As we embrace data-driven technologies across a wide range of human activities, policymakers and researchers increasingly sound alarms regarding the dangers posed by “black box” uses of artificial intelligence (AI) to society, democracy, and individual rights.  Such models are either too complex for people to understand or they are designed so that their functioning is inaccessible.  This lack of transparency can have harmful consequences for the people affected.  One central area of concern has been the criminal justice system, in which life, liberty, and public safety can be at stake.  Judges have struggled with government claims that AI, such as that used in DNA mixture interpretation, risk assessments, facial recognition, and predictive policing, should remain a black box that is not disclosed to the defense and in court.  Both the champions and critics of AI have argued we face a central trade-off: black box AI sacrifices interpretability for predictive accuracy.

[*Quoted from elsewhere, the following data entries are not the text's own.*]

PR #1, opened 2021-11-13
Fix MUX toggling issue 

zjswhhh:
### Description of PR

Summary:
Fixes # (issue)

Fix the issue that randomly fails MUX state toggling. 

To be more specific, the issue was when trying to toggle MUX ports from standby to active utilizing cli  "config mux mode standby all", some random ports won't be toggled successfully and will remain standby mode. This issue can be easily reproduced when ICMP_responder is off but not when the ports are in healthy state. 

The cause is when ICMP_responder is off and ToRs stay in unhealthy state, linkmgrd will probe mux state every 300ms[^1]  which will make mux state enter "wait". While mux state equals "wait", linkmgrd won't switch mux sate to user's desiring state[^2]. 

A state machine diagram for this particular scenario can be found under the internal sharepoint folder for Gemini design doc.  

[^1]: This interval will be multiplied by a backoff factor if the returned state is unknown. 
[^2]: Instead, it will do a mux state probe. 

Signed-off-by: Jing Zhang <zhangjing@microsoft.com>

### Type of change

- [x] Bug fix
- [ ] Testbed and Framework(new/improvement)

### Back port request
- [ ] 201911

We want to make sure users are able to toggle from standby to active even when icmp responder is not working, without manual retries.  

#### How did you do it?

Cache the MUX mode configuration change, execute the change once MUX exits "wait" state. 

Tested it on virtual dual testbeds, unable to reproduce the issue anymore.

### DIFF
--- a/src/link_manager/LinkManagerStateMachine.cpp
+++ b/src/link_manager/LinkManagerStateMachine.cpp
@@ -506,8 +506,13 @@ void LinkManagerStateMachine::handleStateChange(MuxStateEvent &event, mux_state:
         // Verify if state db MUX state matches the driver/current MUX state
         mMuxPortPtr->getMuxState();
 
-        // Handle pening mux mode config change
+        // Handle pending mux mode config change
         if (mPendingMuxModeChange) {
+            MUXLOGINFO(boost::format("%s: Mux state: %s . Execute pending MUX mode config change.") % 
+                mMuxPortConfig.getPortName() %
+                mMuxStateName[ms(mCompositeState)]
+            );
+
             handleMuxConfigNotification(mTargetMuxMode);
             mPendingMuxModeChange = false;
         }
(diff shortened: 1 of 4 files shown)


zjswhhh:
It appears that Tamer set up some pipelines before, I will check

lguohan:
can you add unit test code?

lguohan:
the description is unclear, please clearly describe the problem and how you did to address it.

lguohan (changes requested):
need description and unit test code

yxieca:
@zjswhhh the change looks good. I agree with Guohan, please add unit test.

src/link_manager/LinkManagerStateMachine.cpp
```diff
@@ -505,6 +505,12 @@ void LinkManagerStateMachine::handleStateChange(MuxStateEvent &event, mux_state:
     if (ms(mCompositeState) != mux_state::MuxState::Wait) {
         // Verify if state db MUX state matches the driver/current MUX state
         mMuxPortPtr->getMuxState();
+
+        // Handle pening mux mode config change
+        if (mPendingMuxModeChange) {
+            handleMuxConfigNotification(mTargetMuxMode);
+            mPendingMuxModeChange = false;
+        }
```
yxieca, line 513: Suggest making above code a helper member function.

src/link_manager/LinkManagerStateMachine.cpp
```diff
@@ -706,28 +712,41 @@ void LinkManagerStateMachine::handleSwssLinkStateNotification(const link_state::
...
+        ms(mCompositeState) == mux_state::MuxState::Wait) {
+        
+        MUXLOGWARNING(boost::format("%s: Mux mode: %s , mux mode config change is pending. ") % 
+                mMuxPortConfig.getPortName() %
+                mMuxStateName[ms(mCompositeState)]
+            );
+
+        mPendingMuxModeChange = true;
+        mTargetMuxMode = mode;
+    } else {
```
yxieca, line 727: Suggest always record the pending action first. And make the log level notice. (code consistency)

Then call the helper function if the state is right below.

Add a matching notice log in the helper function so that we know when the request was executed.

src/link_manager/LinkManagerStateMachine.cpp
yxieca: I think this check and execution should be placed at the end of the function.

src/link_manager/LinkManagerStateMachine.cpp
```diff
@@ -505,6 +505,12 @@ void LinkManagerStateMachine::handleStateChange(MuxStateEvent &event, mux_state:
     if (ms(mCompositeState) != mux_state::MuxState::Wait) {
         // Verify if state db MUX state matches the driver/current MUX state
         mMuxPortPtr->getMuxState();
+
+        // Handle pening mux mode config change
```
theasianpianist, line 509: typo

src/link_manager/LinkManagerStateMachine.cpp
```diff
@@ -706,28 +712,41 @@ void LinkManagerStateMachine::handleSwssLinkStateNotification(const link_state::
...
+        mode != common::MuxPortConfig::Mode::Manual &&
+        ms(mCompositeState) == mux_state::MuxState::Wait) {
+        
+        MUXLOGWARNING(boost::format("%s: Mux mode: %s , mux mode config change is pending. ") % 
+                mMuxPortConfig.getPortName() %
+                mMuxStateName[ms(mCompositeState)]
+            );
+
+        mPendingMuxModeChange = true;
+        mTargetMuxMode = mode;
```
yxieca, line 726: Consider return here. and Indent else block back.

vdahiya12:
@zjswhhh lets also run this change with all DualToR sonic-mgmt tests and see if they pass.

src/link_manager/LinkManagerStateMachine.cpp
zjswhhh: > Consider return here. and Indent else block back.

Updated accordingly.

src/link_manager/LinkManagerStateMachine.cpp
zjswhhh: > typo

Updated accordingly.

zjswhhh:
> need description and unit test code

Added accordingly.

zjswhhh:
> @zjswhhh lets also run this change with all DualToR sonic-mgmt tests and see if they pass.

Will do.

zjswhhh:
> > @zjswhhh lets also run this change with all DualToR sonic-mgmt tests and see if they pass.
> 
> Will do.

@vdahiya12 Confirmed that this change wouldn't break any dualtor test that passed on 20201231 release versions. There are 4 test cases fail consistently even on release versions, we can take a look offline if needed.

vdahiya12:
> > > @zjswhhh lets also run this change with all DualToR sonic-mgmt tests and see if they pass.
> > 
> > 
> > Will do.
> 
> @vdahiya12 Confirmed that this change wouldn't break any dualtor test that passed on 20201231 release versions. There are 4 test cases fail consistently even on release versions, we can take a look offline if needed.
Thanks, did we run both dualtor and dualtor_io ?

lguohan (approved):

lguohan:
when you merge this pr, please use squash merge and also make sure the commit message is properly formatted and have all the information in your pr description.

yxieca (approved):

We write to counter this black box myth.  We describe a body of computer science research showing “glass box” AI that is interpretable can be more accurate.  Indeed, criminal justice data is notoriously error prone, and unless AI is interpretable, those errors can have grave hidden consequences.  Our intervention has implications for constitutional criminal procedure rights.  Judges have been reluctant to impair perceived effectiveness of black box AI by insisting on the disclosures defendants should be constitutionally entitled to receive.  Given the criminal procedure rights and public safety interests at stake, it is especially important that people can understand AI.  More fundamentally, we argue that there is no necessary tradeoff between the benefits of AI and the vindication of constitutional rights. Indeed, glass box AI can better accomplish both fairness and public safety goals.